Stored data entries:
|---|

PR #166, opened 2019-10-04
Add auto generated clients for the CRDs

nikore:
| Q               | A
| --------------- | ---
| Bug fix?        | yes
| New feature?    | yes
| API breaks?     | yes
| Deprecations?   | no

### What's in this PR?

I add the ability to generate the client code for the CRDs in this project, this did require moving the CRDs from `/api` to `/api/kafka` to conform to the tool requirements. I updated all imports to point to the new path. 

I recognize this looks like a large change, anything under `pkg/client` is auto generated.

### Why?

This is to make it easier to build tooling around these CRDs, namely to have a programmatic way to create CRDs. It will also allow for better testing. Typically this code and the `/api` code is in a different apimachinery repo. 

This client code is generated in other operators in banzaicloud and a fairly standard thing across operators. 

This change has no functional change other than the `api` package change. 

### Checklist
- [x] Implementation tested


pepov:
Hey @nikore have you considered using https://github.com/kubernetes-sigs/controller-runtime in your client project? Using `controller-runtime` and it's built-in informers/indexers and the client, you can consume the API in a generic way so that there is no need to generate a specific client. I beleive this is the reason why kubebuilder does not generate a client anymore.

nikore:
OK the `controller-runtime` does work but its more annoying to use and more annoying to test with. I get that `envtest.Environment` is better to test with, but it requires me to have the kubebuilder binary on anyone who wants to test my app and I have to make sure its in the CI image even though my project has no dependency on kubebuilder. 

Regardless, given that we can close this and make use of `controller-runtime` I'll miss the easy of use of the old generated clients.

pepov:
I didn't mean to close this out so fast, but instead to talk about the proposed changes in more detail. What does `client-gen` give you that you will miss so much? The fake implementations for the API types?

|---|

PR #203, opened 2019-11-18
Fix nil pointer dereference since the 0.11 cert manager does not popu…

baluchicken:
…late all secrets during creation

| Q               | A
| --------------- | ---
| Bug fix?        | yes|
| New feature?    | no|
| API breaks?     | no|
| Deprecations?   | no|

|---|

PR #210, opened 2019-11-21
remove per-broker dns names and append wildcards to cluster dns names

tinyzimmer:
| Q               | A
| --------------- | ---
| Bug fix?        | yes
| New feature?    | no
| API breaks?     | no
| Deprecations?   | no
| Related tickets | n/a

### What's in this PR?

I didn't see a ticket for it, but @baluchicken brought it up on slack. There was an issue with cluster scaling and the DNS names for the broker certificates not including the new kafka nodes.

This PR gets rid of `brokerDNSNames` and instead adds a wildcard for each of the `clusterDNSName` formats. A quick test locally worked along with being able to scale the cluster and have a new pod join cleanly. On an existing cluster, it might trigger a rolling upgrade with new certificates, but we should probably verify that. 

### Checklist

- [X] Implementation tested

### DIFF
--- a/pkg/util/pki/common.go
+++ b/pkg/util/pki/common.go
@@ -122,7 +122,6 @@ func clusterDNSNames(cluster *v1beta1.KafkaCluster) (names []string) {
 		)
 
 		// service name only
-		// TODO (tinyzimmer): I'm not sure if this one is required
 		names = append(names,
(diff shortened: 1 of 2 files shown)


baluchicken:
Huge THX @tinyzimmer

|---|

▶ [What you are asked to do]: Across the entries above, how many lines include the word "that"? Give only the number.

▶ [Your response]: 5